The best virtual tissue quality (and the shortest
exposure time also) will be reached if all the characteristics are optimal met,
otherwise the exposure time will rise up and the virtual tissue becomes more
poor.
If the wave lengths of one component differ too much,
the scanned quality is very poor or even bad!!

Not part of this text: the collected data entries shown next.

PR #1556, opened 2023-08-11
Integrate Ethical metrics in dappmanager

pablomendezroyo:
Integrate Ethical metrics in dappmanager

- [x] Add ethical metrics as new welcome feature
- [x] Add ethical metrics as new notifications system in **system > notifications**
- [x] Add ethical metrics daemon that on enabled, install ethical metrics and register. On disable, unregister
- [x] Add migration to fetch email and set it to the db


dsimog01:
Definition for the integration in Dappmanager: 

1. Creation of a new global env called `_DAPPNODE_GLOBAL_USER_EMAIL`
2. Addition of that global env to Ethical Metrics package
3. Migration on core install: Global env must be written with the current value of the email set in Ethical Metrics (or empty if it is not installed)
4. Add a box inside System>Notifications were Ethical Metrics management can be performed. User should be able to: See email, instance and register status, register, unregister and update email (Show banner that suggest installation if EM is not installed)
5. Add Ethical Metrics set up to onboarding process

PR #1561, opened 2023-08-23
Allow empty fee recipient in stakers

dsimog01:
The fee recipient field in the stakers becomes empty after refreshing, except if the fee recipient is already stored in the `maindb.json`. The DB is not updated when hitting "Appy changes". For Lukso this fix is necessary, as there is no user whose DB includes the fee recipient for LUKSO


dsimog01:
Closing this PR as https://github.com/dappnode/DNP_DAPPMANAGER/pull/1562 has been merged

PR #1563, opened 2023-08-25
Fix LUKSO checkpoint

dsimog01:
LUKSO checkpoint is not supported by Dappnode, it is supported by the LUKSO team


dsimog01:
Identation has been modifed. Closing this PR to fix it in a new one

PR #1582, opened 2023-09-13
Randomize Ethical Metrics cron

dsimog01:
Ethical Metrics cron interval should be randomized in order to reduce the number of simultaneous calls to the Ethical Metrics server


packages/dappmanager/src/daemons/ethicalMetrics/checkEthicalMetricsStatus.ts
```diff
@@ -0,0 +1,77 @@
...
+        }
+    } catch (e) {
+        logs.error("Error on ethical metrics check", e);
+    }
+}
+
+async function ensureAllContainersRunning(pkg: InstalledPackageData): Promise<void> {
+    // If the package is already installed, ensure it's running
+    if (pkg.containers.some(c => !c.running))
+        await dockerComposeUpPackage(
```
pablomendezroyo, line 71: could you use here a more targeted action such as 
```
for (const container of pkg.containers) {
  if(!container.running) {
    await dockerContainerStart(container.containerName)
    }
}
```

pablomendezroyo (changes requested):

PR #580, opened 2023-08-10
Multishare Create Backup

hsadoyan:
**What type of PR is this?**
>
> /kind api-change
> /kind bug
> /kind cleanup
> /kind design
> /kind documentation
> /kind failing-test

/kind feature
> /kind flake

This allows us to create multishare backups 

Fixes #

Main Changes:

- Rename the current `BackupInfo` struct to `Backup`.
- Introduce new `BackupInfo` struct that contains all of the information needed to create a new backup.
- Refactor Singleshare CreateBackup to use the new `backupinfo` struct instead of overloading the ServiceInstance. 
- Refactor backup related helper methods to no longer take a `ServiceInstance` object. 
- Add Multishare CreateBackup
- Add labels to multishare createbackup
- Update unit tests to no longer use service instance. The `initialBackup` field was being used incorrectly/unintuitively. Clarify what each test is testing.

```release-note
Implement creating multishare backup
```

### DIFF
--- a/pkg/cloud_provider/file/file.go
+++ b/pkg/cloud_provider/file/file.go
@@ -27,6 +27,7 @@ import (
 	"strings"
 	"time"
 
+	"github.com/container-storage-interface/spec/lib/go/csi"
 	"google.golang.org/api/googleapi"
 	"google.golang.org/api/option"
 	"google.golang.org/grpc/codes"
@@ -109,10 +110,38 @@ type Network struct {
 	Ip              string
 }
 
-type BackupInfo struct {
+type Backup struct {
 	Backup         *filev1beta1.Backup
 	SourceInstance string
 	SourceShare    string
+}
+
+type BackupInfo struct {
+	Name               string
+	SourceVolumeId     string
+	BackupURI          string
+	SourceInstance     string
+	SourceInstanceName string
+	SourceShare        string
+	Project            string
+	Location           string
+	Tier               string
+	Labels             map[string]string
+}
+
+func (bi *BackupInfo) SourceVolumeLocation() string {
+	splitId := strings.Split(bi.SourceVolumeId, "/")
+	// Format: "modeInstance/us-central1/myinstance/myshare",
+
+	return splitId[1]
+}
+
+func (bi *BackupInfo) BackupSource() string {
+	if isMultishareVolId(bi.SourceVolumeId) {
+		return shareURI(bi.Project, bi.SourceVolumeLocation(), bi.SourceInstanceName, bi.SourceShare)
+	} else {
+		return instanceURI(bi.Project, bi.SourceVolumeLocation(), bi.SourceInstanceName)
+	}
 }
 
 type Service interface {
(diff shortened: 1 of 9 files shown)


pkg/csi_driver/controller_test.go
```diff
@@ -1252,76 +1269,87 @@ func ValidateExpectedError(t *testing.T, errResp <-chan error, operationUnblocke
...
+				SourceVolumeId: "modeInstance/us-central1/myinstance/myshare",
 				Name:           backupName,
 				Parameters: map[string]string{
 					util.VolumeSnapshotTypeKey: "backup",
 				},
 			},
-			initialBackup: &BackupInfo{
-				s: &file.ServiceInstance{
-					Project:  project,
-					Location: zone,
```
hsadoyan, line 1292: While the initial service instance can be a zone, the initialBackup itself cannot be. Having the service instance in the backupInfo made the tests more difficult to parse through.

pkg/util/util.go
```diff
@@ -50,7 +50,8 @@ const (
 	snapshotTotalElements = 6
 
 	// number of elements in backup Volume sources e.g. projects/{project name}/locations/{zone}/instances/{name}
-	volumeTotalElements = 6
+	singleShareVolumeTotalElements = 6
+	multiShareVolumeTotalElements  = 8
```
leiyiz, line 54: can you add comment here to give an example of the string

pkg/cloud_provider/file/file.go
```diff
@@ -504,55 +533,59 @@ func (manager *gcfsServiceManager) ResizeInstance(ctx context.Context, obj *Serv
...
 }
 
+func (manager *gcfsServiceManager) CreateMultishareBackup(ctx context.Context, backupInfo *BackupInfo) (*filev1beta1.Backup, error) {
+
+	return manager.CreateBackup(ctx, backupInfo)
+}
+
+func (manager *gcfsServiceManager) CreateSingleshareBackup(ctx context.Context, backupInfo *BackupInfo) (*filev1beta1.Backup, error) {
+	return manager.CreateBackup(ctx, backupInfo)
+}
```
leiyiz, line 587: why do we need separate functions when the content are the same?

hsadoyan: Oh, I forgot to delete the bodies here. The content was different before refactor, and they aren't exported anymore. Good catch

pkg/util/util.go
hsadoyan: Added.

pkg/csi_driver/multishare_controller.go
```diff
@@ -218,6 +220,101 @@ func (m *MultishareController) CreateVolume(ctx context.Context, req *csi.Create
...
+
+		snapshot, err := file.ProcessExistingBackup(ctx, existingBackup, volumeID, modeMultishare)
+		if err != nil {
+			return nil, err
+		}
+		return &csi.CreateSnapshotResponse{
+			Snapshot: snapshot,
+		}, nil
+	} else {
+		//no existing Snapshot
```
leiyiz, line 268: nit: maybe "no existing backup"?

pkg/csi_driver/multishare_controller.go
```diff
@@ -218,6 +220,101 @@ func (m *MultishareController) CreateVolume(ctx context.Context, req *csi.Create
...
+		}
+		return resp, nil
+	}
+}
+
+func (m *MultishareController) createNewBackup(ctx context.Context, backupInfo *file.BackupInfo) (*csi.Snapshot, error) {
+
+	backupObj, err := m.cloud.File.CreateBackup(ctx, backupInfo)
+	if err != nil {
+		klog.Errorf("Create snapshot for volume Id %s failed: %v", backupInfo.SourceVolumeId, err.Error())
```
leiyiz, line 300: What would happen if the backup creation took some time and timed out? what is the error code returned here? is it abort or internal or something else? concern is that backup creation could push up the SLO signal

hsadoyan: That's a good question, and I'm not sure. We didn't have any special case handling for singleshare backups, so I didn't put any here. I'll investigate.

hsadoyan: Discussed with the FS team. They aren't expecting timeouts from this, since the SLO is on the order of hours/days depending on size of volume.

leiyiz (commented):
/approve

PR #586, opened 2023-08-18
zonal large tier support

leiyiz:
**What type of PR is this?**
>
> /kind api-change
> /kind bug
> /kind cleanup
> /kind design
> /kind documentation
> /kind failing-test
> /kind feature
> /kind flake

Fixes #

```release-note
now supports tier "zonal" with large band. small band is actively blocked
```

### DIFF
--- a/pkg/csi_driver/controller.go
+++ b/pkg/csi_driver/controller.go
@@ -42,6 +42,7 @@ const (
 	basicHDDTier   = "basic_hdd"
 	basicSSDTier   = "basic_ssd"
 	highScaleTier  = "high_scale_ssd"
+	zonalTier      = "zonal"
 	defaultNetwork = "default"
 
 	defaultTierMinSize    = 1 * util.Tb
@@ -50,6 +51,8 @@ const (
 	enterpriseTierMaxSize = 10 * util.Tb
 	highScaleTierMinSize  = 10 * util.Tb
 	highScaleTierMaxSize  = 100 * util.Tb
+	zonalTierMinSize      = 1 * util.Tb
+	zonalTierMaxSize      = 100 * util.Tb
 	premiumTierMinSize    = 25 * util.Tb / 10
 	premiumTierMaxSize    = 639 * util.Tb / 10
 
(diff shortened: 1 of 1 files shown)


pkg/csi_driver/controller.go
```diff
@@ -50,6 +51,8 @@ const (
 	enterpriseTierMaxSize = 10 * util.Tb
 	highScaleTierMinSize  = 10 * util.Tb
```
saikat-royc, line 52: Ideally we do not want to support both "high_scale_ssd" and "zonal" string. (i.e if user provides "high_scale_ssd" in the storage class we should deny the request). However let's double check with Filestore on what is the end of life for this stirng. The deprecation path for this would be tricky, where filestore would deprecate first and then GKE would rollout a change to not support the "high_scale_ssd" string in storageclass, and needs auto-upgrades etc. So we want to avoid all of that and just support the "zonal" string.
 
As long as static provisioning is not impacted by this, we should only support 1 tier string.

We need to map it to the definition of the bands https://cloud.google.com/filestore/docs/service-tiers#zonal_with_capacity_bands

leiyiz: We have customers using `high_scale_ssd` now and we were not actively blocking it, blocking now would be a breaking change

pkg/csi_driver/controller.go
```diff
@@ -50,6 +51,8 @@ const (
...
 	highScaleTierMaxSize  = 100 * util.Tb
```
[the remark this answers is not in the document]
leiyiz: I don't see why we should have 4 different bounds - we can use the existing `highScaleTierMinSize` to serve as the switching point

pkg/csi_driver/controller.go
saikat-royc: Yes, thats the concern. Does tier impact volume expansion or delete calls? 

Asking because, say starting GKE 1.x we support tier "zonal" only, it impacts only new PVC creation. Existing ones continue to work throughout its lifecycle.

leiyiz: offline followed up, `high_scale_ssd` won't be deprecated.

pkg/csi_driver/controller.go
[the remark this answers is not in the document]
saikat-royc: Ack. zonalHighCapacityMaxSize, zonalHighCapacityMinSize is sufficient

Lets not use "highScaleTier*" names and align with the filestore names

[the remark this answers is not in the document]
leiyiz: Followed up offline, for future backwards compatibility, we want to keep `highScaleTierMinSize` and `highScaleTierMaxSize`.

For now the switchpoint can reuse `highScaleTierMinSize` and we can add `zonalHighCapacityMinSize` if we think it's getting complex

PR #596, opened 2023-08-29
Enable or Enhance Dependabot

zhuxiaow0:
Enable Dependabot for Docker and GoMod if not already so.
Keeping K8s dependencies up-to-date. 

Signed-off-by: zhuxiaow@google.com

### DIFF
--- a/.github/dependabot.yaml
+++ b/.github/dependabot.yaml
@@ -1,0 +1,10 @@
+version: 2
+updates:
+- package-ecosystem: docker
+  directory: /
+  schedule:
+    interval: daily
+- package-ecosystem: gomod
+  directory: /
+  schedule:
+    interval: daily


.github/dependabot.yaml
```diff
@@ -0,0 +1,10 @@
+version: 2
+updates:
+- package-ecosystem: docker
+  directory: /
+  schedule:
+    interval: daily
```
sunnylovestiramisu, line 6: Do we want to update it daily? This will create PR and email spam for reviewers.

Please consider using the beta feature for grouping: https://github.com/kubernetes-csi/external-provisioner/blob/master/.github/dependabot.yaml#L2-L22

And also we should set a limit of the max PR it creates via [open-pull-requests-limit](https://github.com/kubernetes-csi/external-provisioner/blob/master/.github/dependabot.yaml#L36C3-L36C31)

PR #642, opened 2023-10-12
Enable dependabot

tyuchn:
**What type of PR is this?**
>
/kind feature

The dependabot will have a weekly scan of the following files on master branch:
- go.mod
- dockerfile
- dockerfile for webhook

Fixes #

```release-note
N/A
```

### DIFF
--- a/.github/dependabot.yml
+++ b/.github/dependabot.yml
@@ -1,0 +1,54 @@
+version: 2
+enable-beta-ecosystems: true
+updates:
+- package-ecosystem: "docker"
+  directory: "/"
+  schedule:
+    interval: weekly
+  labels:
+    - "area/dependency"
+    - "release-note-none"
+    - "ok-to-test"
+    - "kind/cleanup"
+- package-ecosystem: "docker"
+  directory: "/cmd/webhook"
+  schedule:
+    interval: weekly
+  labels:
+    - "area/dependency"
+    - "release-note-none"
+    - "ok-to-test"
+    - "kind/cleanup"
+- package-ecosystem: gomod
+  directory: "/"
+  allow:
+  - dependency-type: "all"
+  schedule:
+    interval: weekly
+  groups:
+    github-google:
+      patterns:
+        - "github.com/google*"
+    golang-x:
+      patterns:
+        - "golang.org/x*"
+    google-golang:
+      patterns:
+        - "google.golang.org*"
+    onsi:
+      patterns:
+        - "github.com/onsi*"
+    spf13:
+      patterns:
+        - "github.com/spf13*"
+    k8s-dependencies:
+      patterns:
+        - "k8s.io*"
+        - "sigs.k8s.io*"
+        - "github.com/kubernetes-csi*"
+  labels:
+    - "area/dependency"
+    - "release-note-none"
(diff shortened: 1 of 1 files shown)


.github/dependabot.yml
```diff
@@ -0,0 +1,42 @@
...
+  directory: "/"
+  schedule:
+    interval: weekly
+  labels:
+    - "area/dependency"
+    - "release-note-none"
+    - "ok-to-test"
+    - "kind/cleanup"
+- package-ecosystem: "docker"
+  directory: "/cmd/webhook"
```
sunnylovestiramisu, line 14: Is this only "/cmd/webhook" or "/cmd/webhook*"?

.github/dependabot.yml
```diff
@@ -0,0 +1,42 @@
...
+        - "github.com/golang*"
+    k8s-dependencies:
+      patterns:
+        - "k8s.io*"
+        - "sigs.k8s.io*"
+        - "github.com/kubernetes-csi*"
+  labels:
+    - "area/dependency"
+    - "release-note-none"
+    - "ok-to-test"
```
sunnylovestiramisu, line 40: Do you also want to group github.com: https://github.com/kubernetes-sigs/gcp-filestore-csi-driver/blob/master/go.mod#L7-L16 or it does not matter?

.github/dependabot.yml
```diff
@@ -0,0 +1,42 @@
...
+    interval: weekly
+  groups:
+    golang-dependencies:
+      patterns:
+        - "github.com/golang*"
+    k8s-dependencies:
+      patterns:
+        - "k8s.io*"
+        - "sigs.k8s.io*"
+        - "github.com/kubernetes-csi*"
```
sunnylovestiramisu, line 36: You can remove "github.com/kubernetes-csi*" since filestore go.mod does not have dependency on that path.

sunnylovestiramisu: Oh ignore this one, it is actually there a few lines above.

.github/dependabot.yml
```diff
@@ -0,0 +1,42 @@
+version: 2
+enable-beta-ecosystems: true
+updates:
+- package-ecosystem: "docker"
```
sunnylovestiramisu, line 4: You need to add open-pull-requests-limit for each package-ecosystem

.github/dependabot.yml
tyuchn: `cmd/webhook` should be fine here for Dockerfile scanning.

.github/dependabot.yml
tyuchn: Done. I assume that at most one PR will be opened for `package-ecosystem: docker``, because the go version is the only thing that needs to be updated. But I agree there's no harm to set a limitation here.

.github/dependabot.yml
tyuchn: Grouping all packages under github.com seems dangerous because the functionalities of the packages vary too much. However, it is a good point to group packages with similar functionalities in the same group, such as `github.com/onsi` and `github.com/spf13`. I will group some of the packages with better granularity. Please take another look at the modified groups. We can experiment and modify them on the fly.

PR #758, opened 2023-12-22
[release-1.3] Update go modules

sunnylovestiramisu:
Updated the following go modules:
golang.org/x/crypto@v0.17.0
```release-note
NONE
```


msau42:
crypto module doesn't seem to be used in this branch

sunnylovestiramisu:
/close

the golang.org/x/crypto is not used here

- Keep the surface of the cover slip and the surface of the slide
bottom clean; see also: “Cleaning optics”
Lumencor SPECTRA
light engine®
Precautions
Never look directly into the beam of the
fluorescent light source! For further precautions please, refer to the manual
for the fluorescent light source you are using!
· This
light source generates monochromatic exciting wave lengths; the desired wave
length can be selected by software. With this light source single band or multi
band filters can be used likewise.
“Lumencor SPECTRA light
engine®” and
“Mounting of the Lumencor SPECTRA
light engine®” later in this chapter
Spinning disc unit
Detailed information about the unit “Aurox CC88” can also be found in
“User Manual for CC88
spinning-disk confocal imaging unit” pdf-file;
stored in this description
Mount the Aurox CC88 spinning disk unit
· 
Drive the fitting
ring onto the 60N Photo port manually, until it stops
· Loosen the
mounting bolt on the Aurox unit a bit.
· Put the Aurox unit
onto the fitting ring so, that the fluorescent light input shows to the
Lumencor SPECTRA light engine.
· 
Connect the
appropriate cables to the unit!
· The USB port
address will be found automatically by the scan program and the service
program; it must not be defined explicitly!
The C-mount camera
adapter ring is situated between the camera and the Aurox CC88 spinning disk
unit.
· The usable
magnification of the C-mount Camera Adapter Ring is always 1:1!
· Drive the C-mount
Camera Adapter Ring manually first onto the camera until it stops
· Loosen the fixing
bolt
· Move the latch as
shown to open the clamp and insert the C-mount Camera Adapter Ring with camera
· Release the latch
and adjust the camera rotation angle
· Tighten the fixing
bolt
· Protector foils and means of the
optical path must be removed just before mounting!
Mounting of the Lumencor SPECTRA light
engine®
- The fitting
ring between the flange of the Aurox CC88 and the Lumencor SPECTRA may be
not present!
- Adjust the position
of the excitation light source on its table and the position of the table
so, that the light travels on the optical axis of both components!